Which lines of the records below contain the word "interfaces"? Show each one.
• • •
PR #98, opened 2019-03-25
Resurrect lazy Subs funsor (again)

fritzo:
This implements a lazy `Subs` funsor.

## Motivation

It appears this is the cleanest way to implement transformed distributions and factorial distributions. For example, it appears this is needed to implement an `Independent` distribution for examples/vae.py in #95 .

## Tests

### DIFF
--- a/funsor/__init__.py
+++ b/funsor/__init__.py
@@ -1,6 +1,7 @@
 from __future__ import absolute_import, division, print_function
 
 from funsor.domains import Domain, bint, find_domain, reals
+from funsor.integrate import Integrate
 from funsor.interpreter import reinterpret
 from funsor.terms import Funsor, Number, Variable, of_shape, to_data, to_funsor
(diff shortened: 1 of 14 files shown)


funsor/optimizer.py
```diff
@@ -8,7 +8,7 @@
 from funsor.domains import find_domain
 from funsor.interpreter import dispatched_interpretation, interpretation, reinterpret
 from funsor.ops import DISTRIBUTIVE_OPS, AssociativeOp
-from funsor.terms import Binary, Funsor, Reduce, eager, reflect
+from funsor.terms import Binary, Funsor, Reduce, Subs, eager, lazy
```
fritzo: @eb8680 I've changed this from `reflect` to `lazy` in this file since that preserves current behavior. Let me know if you want me to change to `reflect`.

PR #99, opened 2019-03-26
Resurrect lazy Subs funsor (again)

fritzo:
Replaces #98 

This implements a lazy `Subs` funsor.

## Motivation

It appears this is the cleanest way to implement transformed distributions and factorial distributions. For example, it appears this is needed to implement an `Independent` distribution for examples/vae.py in #95 .

## Tests


fritzo:
@eb8680 could you take another look after my git snafu in #98.

PR #100, opened 2019-03-26
Add a working minipyro with tests

fritzo:
Resolves #57 
Partly pair coded with @eb8680 

This implements:
- minimal version of minipyro
- tests adapted from Pyro's test_valid_models.py

The minipyro in this PR uses a stub for `Expectation` #109, and remaining issues are blocked either by expectation or by missing patterns for `Joint`. Therefore I think it's safe to merge this frontend and move on to more backend work.

## Tested
- [x] added a test_minipyro.py that runs with multiple backends
- [x] ran `pyro/examples/minipyro.py --backend=funsor` (until blocked by `Expectation`)

PR #103, opened 2019-03-27
Implement basic transformed distributions

fritzo:
Addresses issues with #78, #100

This PR starts to implement transformed distributions as lazy substitution.
1. `Gaussian` now supports lazy substitution, e.g. `LogNormal(m,s)=Normal(m,s)(value=exp(value))`. This is implemented as new logic in `Gaussian.eager_subs`.
2. Sampling from transformed distributions is enabled by a new method `Subs.unscaled_sample()` and new logic in `Delta.eager_subs()`. The `Delta.eager_subs()` logic relies on a new `funsor.delta.solve()` function that computes inverses. Currently inverses are implemented only for `ops.exp()` and `ops.log()` analogous to `ExpTransform` and `ExpTransform().inv`; future inverse can be registered via `@solve.register(...)`.

This PR does not make changes to `Joint` that will be needed to perform inference with transformed distributions. We defer that restructuring of `Joint` to a future PR.

## Questions

- [x] Is `Delta.eager_subs()` the right place to insert `log_abs_det_jacobian`?

## Tests
- [x] tests for `Delta` substitution
- [x] tests for `Gaussian` substitution
- [x] tests for sampling from a transformed `Gaussian`
- [x] test for a `LogNormal` density

## Triaged
- ~~test  for `LogNormal` sampler~~
    I've added an xfailing test. `LogNormal(...).sample()` is blocked on `Joint` being able to incorporate transformed distributions, which I'll implement in a follow-up PR.

### DIFF
--- a/funsor/delta.py
+++ b/funsor/delta.py
@@ -5,10 +5,12 @@ from collections import OrderedDict
 from six import add_metaclass
 
 import funsor.ops as ops
-from funsor.domains import reals
+from funsor.domains import Domain, reals
 from funsor.integrate import Integrate, integrator
-from funsor.ops import Op
-from funsor.terms import Align, Binary, Funsor, FunsorMeta, Number, Subs, Variable, eager, to_funsor
+from funsor.interpreter import debug_logged
+from funsor.ops import Op, TransformOp
+from funsor.registry import KeyedRegistry
+from funsor.terms import Align, Binary, Funsor, FunsorMeta, Number, Subs, Unary, Variable, eager, to_funsor
 
 
 class DeltaMeta(FunsorMeta):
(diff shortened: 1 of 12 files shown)


fritzo:
cc @neerajprad @martinjankowiak

funsor/delta.py
```diff
@@ -118,6 +126,49 @@ def eager_integrate(delta, integrand, reduced_vars):
     return Integrate(log_measure, integrand, reduced_vars)
 
 
+def solve(expr, value):
+    """
+    Tries to solve for free inputs of an ``expr`` such that ``expr == value``,
+    and computes the log-abs-det-Jacobian of the resulting substitution.
```
eb8680: If we merge #78 I think we should be able to factor this into a unification step and a log-abs-det-Jacobian step, where unification is handled by `unification.unify`.

fritzo: Sounds like a good follow-up PR.

funsor/distributions.py
```diff
@@ -164,6 +164,14 @@ def eager_delta(v, log_density, value):
     return funsor.delta.Delta(v.name, value, log_density)
 
 
+def LogNormal(loc, scale, value=None):
```
fritzo: We should be able to follow this pattern to create more general transformed distributions.

funsor/ops.py
```diff
@@ -28,6 +28,34 @@ def __str__(self):
...
+        self.log_abs_det_jacobian = fn
+        return fn
+
+    @staticmethod
+    def inv(x):
+        raise NotImplementedError
+
+    @staticmethod
+    def log_abs_det_jacobian(x, y):
+        raise NotImplementedError
```
eb8680: Do `inv` and `log_abs_det_jacobian` need to be methods, as opposed to living in tables like other facts about `Op`s?  Is this so we can support more advanced monolithic transforms later on?

fritzo: I guess the could live in tables. The method interface is closer to `torch.distributions.Transform`, which makes it a little more familiar.

fritzo: I imagine more complex transform later using `@solve.register` rather than this `TransformOp` interface. I'm not set on any of the interfaces in this PR, and I assume we'll readjust once `Joint` is more flexible and we can write more examples and tests.

eb8680: Ok, I'll go ahead and merge and we can revisit questions about interfaces when `Joint` is ready for it.

PR #105, opened 2019-03-28
Add Contract to optimizer

eb8680:
This PR adds `Contract` to the optimizer and parametrizes it with a sum and product op.  As far as I can tell there are no performance regressions, and we should now be able to optimize `Integrate` expressions.


funsor/optimizer.py
```diff
@@ -197,17 +205,14 @@ def optimize_reduction(op, arg, reduced_vars):
         # count new appearance of variables that aren't reduced
         reduce_dim_counter.update({d: 1 for d in reduced_vars & (both_vars - path_end_reduced_vars)})
 
-        path_end = Binary(finitary_op, ta, tb)
-        if path_end_reduced_vars:
-            path_end = Reduce(reduce_op, path_end, path_end_reduced_vars)
-
+        path_end = Contract(sum_op, prod_op, ta, tb, path_end_reduced_vars)
```
eb8680: Note that the path optimizer can be called recursively here if `ta` or `tb` are `Finitary`

PR #106, opened 2019-03-28
Sketch examples of partially analytic KL computation of ELBOs

eb8680:
Pair coded with @fritzo 

Blocked by #156


eb8680:
Will revisit at some point...

Issue #57, opened 2019-03-08
Fix funsor.minipyro and add tests


fritzo:
[funsor/minipyro.py](https://github.com/pyro-ppl/funsor/blob/master/funsor/minipyro.py) is currently only a storyboard: it does not function but does serve to demonstrate syntax and computations we'd like to support in funsor.

## Tasks
- [ ] add tests for eager sampling
- [ ] add tests for delayed sampling
- [ ] add tests for `trace`
- [ ] add tests for `replay`
- [ ] add tests for `block`
- [ ] add tests for `pyro.plate`
- [ ] add tests for `log_joint`
- [ ] add tests for `barrier`
- [ ] add tests for `ground`

PR #107, opened 2019-03-28
Make distributions lazy when used Pyro-style

fritzo:
Unblocks #57 

This makes distributions lazy when used Pyro-style, but keeps them eager when used Funsor-style.

In Pyro we construct distributions without specifying the variable name:
```py
fn = dist.Normal(0, 1)    # from a pyro.sample statement
log_prob += fn(value)     # from an internal elbo computation
```
Whereas in Funsor we idiomatically name the variate
```py
factor = dist.Normal(0, 1, Variable('x', reals()))
log_prob += factor
```
Prior to this PR, `dist.Normal(0,1)` would eagerly compile to a `Gaussian`. After this PR, `dist.Normal(0,1)` remains an inspectable `Normal` distribution until its value is substituted (possibly for another variable), e.g. in the second line above.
• • •
### TASK OUTPUT
fritzo: I imagine more complex transform later using `@solve.register` rather than this `TransformOp` interface. I'm not set on any of the interfaces in this PR, and I assume we'll readjust once `Joint` is more flexible and we can write more examples and tests.
eb8680: Ok, I'll go ahead and merge and we can revisit questions about interfaces when `Joint` is ready for it.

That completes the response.